**Your goal**
Copy out the data below. Leave nothing out and alter nothing.

**Recorded information**
PR #32642, opened 2024-06-29
webgpu: Implement ShaderCompilationInfo

sagudev:
[`webgpu:api,operation,shader_module,compilation_info:*`](https://gpuweb.github.io/cts/standalone/?runnow=1&q=webgpu:api,operation,shader_module,compilation_info:*) passes. There are many new expectations (they were crashes before).

---

### DIFF
--- a/components/script/dom/gpudevice.rs
+++ b/components/script/dom/gpudevice.rs
@@ -1032,7 +1032,7 @@ impl AsyncWGPUListener for GPUDevice {
                     promise.resolve_native(&error);
                 },
             },
-            _ => unreachable!("Wrong response recived on AsyncWGPUListener for GPUDevice"),
+            _ => unreachable!("Wrong response received on AsyncWGPUListener for GPUDevice"),
         }
     }
 }
--- a/components/script/dom/gpudevice.rs
+++ b/components/script/dom/gpudevice.rs
@@ -24,7 +24,7 @@ use super::bindings::error::Fallible;
 use super::gpu::AsyncWGPUListener;
 use super::gpudevicelostinfo::GPUDeviceLostInfo;
 use super::gpusupportedlimits::GPUSupportedLimits;
-use super::types::GPUError;
+use super::types::{GPUCompilationInfo, GPUError};
 use crate::dom::bindings::cell::DomRefCell;
 use crate::dom::bindings::codegen::Bindings::EventBinding::EventInit;
 use crate::dom::bindings::codegen::Bindings::EventTargetBinding::EventTargetMethods;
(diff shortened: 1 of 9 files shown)


components/script/dom/gpudevice.rs
sagudev, line 1: The promise is created and resolved here instead of in GPUCompilationInfo, because it's more easier to implement (`response_async` requires GPUObject to be already made).

gterzian: I don't think the async listener belongs on `GPUCompilationInfo`, but I do think it belongs on the shader module itself, which is accessible in `CreateShaderModule`, not on the device.

gterzian (changes requested):

components/webgpu/dom_messages.rs
```diff
@@ -25,11 +25,54 @@ use wgc::pipeline::{ComputePipelineDescriptor, RenderPipelineDescriptor};
...
+            // Based on https://searchfox.org/mozilla-central/rev/5b037d9c6ecdb0729f39ad519f0b867d80a92aad/gfx/wgpu_bindings/src/server.rs#353
+            fn len_utf16(s: &str) -> u64 {
+                s.chars().map(|c| c.len_utf16() as u64).sum()
+            }
+            let start = location.offset as usize;
+            let end = start + location.length as usize;
+            let line_start = source[0..start].rfind('\n').map(|pos| pos + 1).unwrap_or(0);
+            Self {
+                line_number: location.line_number as u64,
+                line_pos: len_utf16(&source[line_start..start]) + 1,
```
gterzian, line 62: maybe wrap overflows here and above?

gterzian (changes requested):

components/script/dom/gpudevice.rs
sagudev: Ups, my bad, I actually meant `GPUShaderModule` not `GPUCompilationInfo`.  We need to store the promise inside of `GPUShaderModule` and we need to have it constructed for `response_async`, ...

Hrm, while writing this I remembered that we can simply construct promise and GPUShaderModule before `response_async` 😅, so I did that in https://github.com/servo/servo/pull/32642/commits/26f9e698ec2e7c84d6b6eb2fc915b91c2d473eac.

components/script/dom/gpushadermodule.rs
```diff
@@ -86,6 +88,18 @@ impl GPUShaderModuleMethods for GPUShaderModule {
...
 }
 
+impl AsyncWGPUListener for GPUShaderModule {
+    fn handle_response(&self, response: Option<WebGPUResponseResult>, promise: &Rc<Promise>) {
+        match response {
+            Some(Ok(WebGPUResponse::CompilationInfo(info))) => {
+                let info = GPUCompilationInfo::from(&self.global(), info);
+                promise.resolve_native(&info);
+            },
+            _ => unreachable!("Wrong response recived on AsyncWGPUListener for GPUDevice"),
```
gterzian, line 98: received

gterzian (approved):
LGTM with one nit

components/webgpu/dom_messages.rs
sagudev: I think there would be no overflow because everything in encoded in utf-8 internally which uses more code points than utf-16, and we also get results from wgpu/naga in `u32` .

**Task solution**
PR #32642, opened 2024-06-29
webgpu: Implement ShaderCompilationInfo

sagudev:
[`webgpu:api,operation,shader_module,compilation_info:*`](https://gpuweb.github.io/cts/standalone/?runnow=1&q=webgpu:api,operation,shader_module,compilation_info:*) passes. There are many new expectations (they were crashes before).

---

### DIFF
--- a/components/script/dom/gpudevice.rs
+++ b/components/script/dom/gpudevice.rs
@@ -1032,7 +1032,7 @@ impl AsyncWGPUListener for GPUDevice {
                     promise.resolve_native(&error);
                 },
             },
-            _ => unreachable!("Wrong response recived on AsyncWGPUListener for GPUDevice"),
+            _ => unreachable!("Wrong response received on AsyncWGPUListener for GPUDevice"),
         }
     }
 }
--- a/components/script/dom/gpudevice.rs
+++ b/components/script/dom/gpudevice.rs
@@ -24,7 +24,7 @@ use super::bindings::error::Fallible;
 use super::gpu::AsyncWGPUListener;
 use super::gpudevicelostinfo::GPUDeviceLostInfo;
 use super::gpusupportedlimits::GPUSupportedLimits;
-use super::types::GPUError;
+use super::types::{GPUCompilationInfo, GPUError};
 use crate::dom::bindings::cell::DomRefCell;
 use crate::dom::bindings::codegen::Bindings::EventBinding::EventInit;
 use crate::dom::bindings::codegen::Bindings::EventTargetBinding::EventTargetMethods;
(diff shortened: 1 of 9 files shown)


components/script/dom/gpudevice.rs
sagudev, line 1: The promise is created and resolved here instead of in GPUCompilationInfo, because it's more easier to implement (`response_async` requires GPUObject to be already made).

gterzian: I don't think the async listener belongs on `GPUCompilationInfo`, but I do think it belongs on the shader module itself, which is accessible in `CreateShaderModule`, not on the device.

gterzian (changes requested):

components/webgpu/dom_messages.rs
```diff
@@ -25,11 +25,54 @@ use wgc::pipeline::{ComputePipelineDescriptor, RenderPipelineDescriptor};
...
+            // Based on https://searchfox.org/mozilla-central/rev/5b037d9c6ecdb0729f39ad519f0b867d80a92aad/gfx/wgpu_bindings/src/server.rs#353
+            fn len_utf16(s: &str) -> u64 {
+                s.chars().map(|c| c.len_utf16() as u64).sum()
+            }
+            let start = location.offset as usize;
+            let end = start + location.length as usize;
+            let line_start = source[0..start].rfind('\n').map(|pos| pos + 1).unwrap_or(0);
+            Self {
+                line_number: location.line_number as u64,
+                line_pos: len_utf16(&source[line_start..start]) + 1,
```
gterzian, line 62: maybe wrap overflows here and above?

gterzian (changes requested):

components/script/dom/gpudevice.rs
sagudev: Ups, my bad, I actually meant `GPUShaderModule` not `GPUCompilationInfo`.  We need to store the promise inside of `GPUShaderModule` and we need to have it constructed for `response_async`, ...

Hrm, while writing this I remembered that we can simply construct promise and GPUShaderModule before `response_async` 😅, so I did that in https://github.com/servo/servo/pull/32642/commits/26f9e698ec2e7c84d6b6eb2fc915b91c2d473eac.

components/script/dom/gpushadermodule.rs
```diff
@@ -86,6 +88,18 @@ impl GPUShaderModuleMethods for GPUShaderModule {
...
 }
 
+impl AsyncWGPUListener for GPUShaderModule {
+    fn handle_response(&self, response: Option<WebGPUResponseResult>, promise: &Rc<Promise>) {
+        match response {
+            Some(Ok(WebGPUResponse::CompilationInfo(info))) => {
+                let info = GPUCompilationInfo::from(&self.global(), info);
+                promise.resolve_native(&info);
+            },
+            _ => unreachable!("Wrong response recived on AsyncWGPUListener for GPUDevice"),
```
gterzian, line 98: received

gterzian (approved):
LGTM with one nit

components/webgpu/dom_messages.rs
sagudev: I think there would be no overflow because everything in encoded in utf-8 internally which uses more code points than utf-16, and we also get results from wgpu/naga in `u32` .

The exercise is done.